Anne of Avonlea - L. M. Montgomery [111]
“No, I can understand that,” said Charlotta. “A wedding ain’t poetry. Why, Miss Shirley, ma’am, you’re crying! What for?”
“Oh, because it’s all so beautiful…and storybookish…and romantic…and sad,” said Anne, winking the tears out of her eyes. “It’s all perfectly lovely…but there’s a little sadness mixed up in it too, somehow.”
“Oh, of course there’s a resk in marrying anybody,” conceded Charlotta the Fourth, “but, when all’s said and done, Miss Shirley, ma’am, there’s many a worse thing than a husband.”
XXIX
Poetry and Prose
FOR THE NEXT month Anne lived in what, for Avonlea, might be called a whirl of excitement. The preparation of her own modest outfit for Redmond was of secondary importance. Miss Lavendar was getting ready to be married and the stone house was the scene of endless consultations and plannings and discussions, with Charlotta the Fourth hovering on the outskirts of things in agitated delight and wonder. Then the dressmaker came, and there was the rapture and wretchedness of choosing fashions and being fitted. Anne and Diana spent half their time at Echo Lodge and there were nights when Anne could not sleep for wondering whether she had done right in advising Miss Lavendar to select brown rather than navy blue for her traveling dress, and to have her gray silk made princess.

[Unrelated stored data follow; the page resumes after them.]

PR #5643, opened 2017-12-30
Update centos.md

huangsen365:
Configure the Docker service to start automatically at boot time.


mistyhacks:
This is already covered in the non-distro-specific topic https://docs.docker.com/engine/installation/linux/linux-postinstall/#configure-docker-to-start-on-boot which is linked to from the CentOS topic, so I am going to close this PR. Thanks!

PR #5648, opened 2018-01-02
Systemd examples keep required [Service] header like in the example above it

selckin:
Systemd examples keep required [Service] header like in the example above it


adamancini:
Section header is required in systemd unit override files.  LGTM

PR #6360, opened 2018-04-02
Adding link to ICCS docs

artberger:
We had some users find the D4IC docs and think that it was the same
thing as the IBM Cloud container service docs. To address this, I added:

Everybody concerned in Miss Lavendar’s story was very happy. Paul Irving rushed to Green Gables to talk the news over with Anne as soon as his father had told him.
“I knew I could trust Father to pick me out a nice little second mother,” he said proudly. “It’s a fine thing to have a Father you can depend on, teacher. I just love Miss Lavendar. Grandma is pleased, too. She says she’s real glad Father didn’t pick out an American for his second wife, because, although it turned out all right the first time, such a thing wouldn’t be likely to happen twice. Mrs. Lynde says she thoroughly approves of the match and thinks its likely Miss Lavendar will give up her queer notions and be like other people, now that she’s going to be married. But I hope she won’t give her queer notions up, teacher, because I like them. And I don’t want her to be like other people. There are too many other people around as it is. You know, teacher.”
Charlotta the Fourth was another radiant person.
“Oh, Miss Shirley, ma’am, it has all turned out so beautiful. When Mr. Irving and Miss Lavendar come back from their tower I’m to go up to Boston and live with them…and me only fifteen, and the other girls never went till they were sixteen. Ain’t Mr. Irving splendid? He just worships the ground she treads on and it makes me feel so queer sometimes to see the look in his eyes when he’s watching her. It beggars description, Miss Shirley, ma’am. I’m awful thankful they’re so fond of each other. It’s the best way, when all’s said and done, though some folks can get along without it. I’ve got an aunt who has been married three times and says she married the first time for love and the last two times for strictly business, and was happy with all three except at the times of the funerals. But I think she took a resk, Miss Shirley, ma’am.”
“Oh, it’s all so romantic,” breathed Anne to Marilla that night. “If I hadn’t taken the wrong path that day we went to Mr. Kimball’s I’d never have known Miss Lavendar; and if I hadn’t met her I’d never have taken Paul there…and he’d never have written to his father about visiting Miss Lavendar just as Mr. Irving was starting for San Francisco. Mr. Irving says whenever he got that letter he made up his mind to send his partner to San Francisco and come here instead. He hadn’t heard anything of Miss Lavendar for fifteen years. Somebody had told him then that she was to be married and he thought she was and never asked anybody anything about her. And now everything has come right. And I had a hand in bringing it about. Perhaps, as Mrs. Lynde says, everything is foreordained and it was bound to happen anyway. But even so, it’s nice to think one was an instrument used by predestination.